Farmington man reflects on his 75 years

FARMINGTON – Glen Farmer has seen a lot of miles and met a lot of people in his 75 years. He’d start his day walking through his back yard to get the company truck to head out on the road for deliveries.

Farmer, who has lived in West Farmington his whole life, drove a fuel truck for a living. He still drives a truck part-time for a construction company when his knee is limber enough.

Farmer, a family man at heart, said he went to work as a truck driver in 1946 for a Farmington fuel company. He didn’t have to go through a truck driving course back then, they just put “you in the truck.”

“I went with one of the old drivers on one trip,” Farmer said. “He said, ‘you’re all set.'”

And with that, he was on his own.

“I spent more than 42 years hauling from Portland to filling stations,” he said. He hauled oil in the early years and mostly gasoline after that.

“I saw a lot of miles and met a lot of people,” Farmer said. “I’ve really seen an awful lot of change in the roads. When I first was driving down in Portland, they didn’t salt or sand the roads. It was a learning experience. I was fortunate I didn’t have to commute to work. I just walked across the field and got in the truck.”

Back in the early days, Farmer said, he sometimes worked long hours. In winter, he would work 80 to 90 hours a week delivering heating fuel.

“We were paid by the trip, not by the hour,” he said. He would make two to three trips a day.

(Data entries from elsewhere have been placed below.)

PR #9687, opened 2021-01-04
CB-10447 DisableCheckPermissions isn't handled correctly in Permissio…

horadla23:
…nCheckService

### DIFF
--- a/authorization-common/src/main/java/com/sequenceiq/authorization/service/PermissionCheckService.java
+++ b/authorization-common/src/main/java/com/sequenceiq/authorization/service/PermissionCheckService.java
@@ -1,5 +1,7 @@
 package com.sequenceiq.authorization.service;
 
+import static com.google.common.base.Preconditions.checkNotNull;
+
 import java.lang.annotation.Annotation;
 import java.util.Optional;
 import java.util.UUID;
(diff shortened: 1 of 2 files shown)


horadla23:
we can merge this after 2.36 branch cutting if that is better

authorization-common/src/main/java/com/sequenceiq/authorization/service/PermissionCheckService.java
```diff
@@ -91,6 +92,16 @@ public Object hasPermission(ProceedingJoinPoint proceedingJoinPoint) {
         return commonPermissionCheckingUtils.proceed(proceedingJoinPoint, methodSignature, startTime);
     }
 
+    private Optional<String> getInitiatorUserCrn(ProceedingJoinPoint proceedingJoinPoint, MethodSignature methodSignature) {
```
lturcsanyi, line 95: The method name could be confusing, because it persists the initiator user as well.

lturcsanyi (approved):

authorization-common/src/main/java/com/sequenceiq/authorization/service/PermissionCheckService.java
horadla23: right, i'll rename it to make it easier to understand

“My wife never knew when I was going to be home,” he said. And with eight children to raise, he needed to work, he said.

The love of his life, Eletrice, his wife of 57 years, died a year ago last March. Farmer was watering large potted flowers Wednesday that he plans to put on her grave on Memorial Day. There were also flowers for his son, David Farmer of Farmington, who died last fall at 47 from a fast moving cancer. The committal service for his son is Saturday.

A tear escaped Farmer’s eye as he sat down to talk at the kitchen table. He took care of his wife for three years before she died from complications of diabetes.

“She done quite a job bringing up the kids,” Farmer said. “She was a home mother.”

She made all their clothing, he said, and didn’t go out to do hair dressing until the children were older.

Farmer got up and went into the dining room and came back and set a photo of their eight children taken after their mother’s funeral.

“Quite a bunch of them; they’re all good kids,” he said.

In a library and along a back hallway, a gallery of family photos line the walls. More pictures of great-grandchildren set on a table yet to be hung.

Despite his years on the road and raising a large family, Farmer still had time to volunteer on the local fire departments.

The town recently named the dirt road that leads to the oil plant behind Farmer’s house Farmer Lane.